### Information supplied
PR #817, opened 2021-12-23
fix(components): Move focus to hook

adambobadam:
## Motivations

Hook was introduced because the DatePicker test [here](https://github.com/GetJobber/atlantis/blob/master/packages/components/src/DatePicker/DatePicker.test.tsx#L114) was a false positive because initially the DatePicker library focuses on mount, so it would be the case that the test will always pass.

To fix this @darryltec suggested creating a separate hook that handles focusing on the date hence `useFocusOnSelectedDate`   

Random photo of Atlantis

### DIFF
--- a/packages/components/src/DatePicker/DatePicker.tsx
+++ b/packages/components/src/DatePicker/DatePicker.tsx
@@ -1,6 +1,6 @@
 import React, { ReactElement, useEffect, useState } from "react";
 import classnames from "classnames";
-import { ReactDatePicker } from "react-datepicker";
+import ReactDatePicker from "react-datepicker";
 /**
  * Disabling no-internal-modules here because we need
  * to reach into the package to get the css file.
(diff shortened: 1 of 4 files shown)


packages/components/src/DatePicker/DatePicker.tsx
```diff
@@ -1,12 +1,6 @@
...
-  MutableRefObject,
-  ReactElement,
-  useEffect,
-  useRef,
-  useState,
-} from "react";
+import React, { ReactElement, useEffect, useState } from "react";
 import classnames from "classnames";
-import ReactDatePicker from "react-datepicker";
+import { ReactDatePicker } from "react-datepicker";
```
darryltec, line 3: That test failed because of this was changed to something that is not a component

robbyjobber (approved):
Code LGTM adam. Great job man 👏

### Try it
The records must each be output verbatim, with nothing left out.

### Response for this exercise
PR #817, opened 2021-12-23
fix(components): Move focus to hook

adambobadam:
## Motivations

Hook was introduced because the DatePicker test [here](https://github.com/GetJobber/atlantis/blob/master/packages/components/src/DatePicker/DatePicker.test.tsx#L114) was a false positive because initially the DatePicker library focuses on mount, so it would be the case that the test will always pass.

To fix this @darryltec suggested creating a separate hook that handles focusing on the date hence `useFocusOnSelectedDate`   

Random photo of Atlantis

### DIFF
--- a/packages/components/src/DatePicker/DatePicker.tsx
+++ b/packages/components/src/DatePicker/DatePicker.tsx
@@ -1,6 +1,6 @@
 import React, { ReactElement, useEffect, useState } from "react";
 import classnames from "classnames";
-import { ReactDatePicker } from "react-datepicker";
+import ReactDatePicker from "react-datepicker";
 /**
  * Disabling no-internal-modules here because we need
  * to reach into the package to get the css file.
(diff shortened: 1 of 4 files shown)


packages/components/src/DatePicker/DatePicker.tsx
```diff
@@ -1,12 +1,6 @@
...
-  MutableRefObject,
-  ReactElement,
-  useEffect,
-  useRef,
-  useState,
-} from "react";
+import React, { ReactElement, useEffect, useState } from "react";
 import classnames from "classnames";
-import ReactDatePicker from "react-datepicker";
+import { ReactDatePicker } from "react-datepicker";
```
darryltec, line 3: That test failed because of this was changed to something that is not a component

robbyjobber (approved):
Code LGTM adam. Great job man 👏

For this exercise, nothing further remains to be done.